> [Task directions]
What is needed is a copy of each line in the listing that contains "gcore".

> [Record excerpts]
PR #5132, opened 2022-01-19
Bad tag + change in RPC structure

Lunyxis:
Hi, 

Last time I used the wrong tag to get the coeffs (image to ground instead of ground to image).
It has been fix.
But the bad new, it is that Airbus changed the RPC nomenclature, and one tag has disappeared. (Global_RFM). I've added an if/else condition to work around this modification. I hope it is the last modification from Airbus DS Geo. This modification has been validated locally on the new RPC file.


gcore/mdreader/reader_pleiades.cpp
```diff
@@ -422,7 +431,7 @@ char** GDALMDReaderPleiades::LoadRPCXmlFile()
             }
             else {
                  pszValue = CSLFetchNameValue(papszRawRPCList,
-                 CPLSPrintf("ImagetoGround_Values.%s_%d", apszRPCTXT20ValItemsLonLat[i], j));
+                 CPLSPrintf("GroundtoImage_Values.%s_%d", apszRPCTXT20ValItems[i], j));
```
rouault, line 434: Is the change from apszRPCTXT20ValItemsLonLat back to apszRPCTXT20ValItems intended ? If so, the apszRPCTXT20ValItemsLonLat array is now no longer used (compilers complain about that) and should be removed

Lunyxis: Yes it is intended. Thanks for the explanation. It is my first time with C/C++.. shoud i remove the variable i've added in the gdal_mdreader.h? Because they are not used anymore.. but can be useful in the future

rouault: I believe it is better to just remove apszRPCTXT20ValItemsLonLat from gcore/mdreader/reader_pleiades.cpp

PR #6733, opened 2022-11-18
Optimize can use direct io

chacha21:
Additional proposal for #6726 about thread safety


rouault:
I don't understand the thread safety argument: it is illegal to use a same dataset (or bands from a same dataset) concurrently from different threads. If it works currently, you are just lucky and it might break in any later version.
And your change is definitely not thread safe. For that you should employ some locking techniques

chacha21:
Ok, let me develop a little more :
I assumed the following scenario : 
A single RasterIO() occurs, which spans accross several bands. Some implementation is smart enough to parallelize writes in different bands. With the original version, it could occur that updating the cachedCPLOneBigReadOption pair fields in a non-atomic manner could make one thread catch an unexpected state of this member variable.
(think about updating the first field to true while the second field is not yet updated)

My "fix" consists only in updating cachedCPLOneBigReadOption with a single "int" write.

rouault:
Yes, I perfectly understood your scenario. I'm just telling you you are going against what GDAL guarantees to be safe, and that there are risks that things go wrong.

> My "fix" consists only in updating cachedCPLOneBigReadOption with a single "int" write.

I dont think ``int`` is guaranteed to be atomic on all platforms by the C++ standard (although it is probably on Intel architectures). But here as you use a union, etc, compilers could do funny things. Using std::atomic<> on a structure with the 2 members ``valid`` and ``value`` would be much safer and would clarify the usage. I could tolerate a patch that would do that (but with the warning I mentioned above about other places being potentially unsafe).

The ``cached8_t`` naming is also weird (I don't understand the 8).

chacha21:
> I dont think `int` is guaranteed to be atomic on all platforms by the C++ standard (although it is probably on Intel architectures). But here as you use a union, etc, compilers could do funny things. Using std::atomic<> on a structure with the 2 members `valid` and `value` would be much safer and would clarify the usage.

Ok. but I feel that bringing some std::atomic<> in the rawdataset header is a little invasive.
See my next commit involving CPLAtomicCompareAndExchange() instead.


> The `cached8_t` naming is also weird (I don't understand the 8).
The cached value is now a "char", so 8. The size of the packing unioned field ("all") is not mentioned.

rouault:
CachedValidValue_t would be clearer. I also feel a comment in the code itself, near the declaration of the type would be welcome to explain why there is this union

gcore/rawdataset.h
```diff
@@ -63,11 +63,18 @@ class CPL_DLL RawDataset : public GDALPamDataset
          virtual ~RawDataset() = 0;
 
     bool GetRawBinaryLayout(GDALDataset::RawBinaryLayout&) override;
-    void ClearCachedConfigOption(void) {this->cachedCPLOneBigReadOption = std::make_pair(false, 0);}
+    void ClearCachedConfigOption(void) {CPLAtomicCompareAndExchange(&this->cachedCPLOneBigReadOption.all, this->cachedCPLOneBigReadOption.all, 0);}
```
rouault, line 66: please move the implementation in gcore/rawdataset.cpp and add an explicit ``#include "cpl_atomic_ops.h"`` in it

PR #6734, opened 2022-11-18
WFS filter: use double-quotes for PropertyIsLike attributes

aborruso:
Otherwise the output xml query have both double and single quotes https://lists.osgeo.org/pipermail/gdal-dev/2022-November/056480.html

## Tasklist

 - [ ] ADD YOUR TASKS HERE
 - [ ] Add test case(s)
 - [ ] Add documentation
 - [ ] Review
 - [ ] Adjust for comments

## Environment

* OS:
* Compiler:


jratike80:
I think that single quotes are just wrong. This example is from the "OpenGIS Filter Encoding Implementation Specification"
```
<Filter>
<PropertyIsLike wildCard="*" singleChar="#" escapeChar="!">
<PropertyName>LAST_NAME</PropertyName>
<Literal>JOHN*</Literal>
</PropertyIsLike>
</Filter>
```

rouault:
> I think that single quotes are just wrong

no, they are not: cf https://stackoverflow.com/a/6800482 .

@aborruso  As I suspected, some unit tests should be adjusted. See the end of the output of https://github.com/OSGeo/gdal/actions/runs/3497336791/jobs/5856354519 . The file to edit is autotest/ogr/ogr_wfs.py . Are you able to add a commit with the needed changes ? I'll do it otherwise

aborruso:
> I'll do it otherwise

It's better, thank you, but I looked at the file and I don't understand what to change

aborruso:
Thank you very much @rouault and all you gdal folks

> [Result of this task]
gcore/mdreader/reader_pleiades.cpp
rouault: I believe it is better to just remove apszRPCTXT20ValItemsLonLat from gcore/mdreader/reader_pleiades.cpp
gcore/rawdataset.h
rouault, line 66: please move the implementation in gcore/rawdataset.cpp and add an explicit ``#include "cpl_atomic_ops.h"`` in it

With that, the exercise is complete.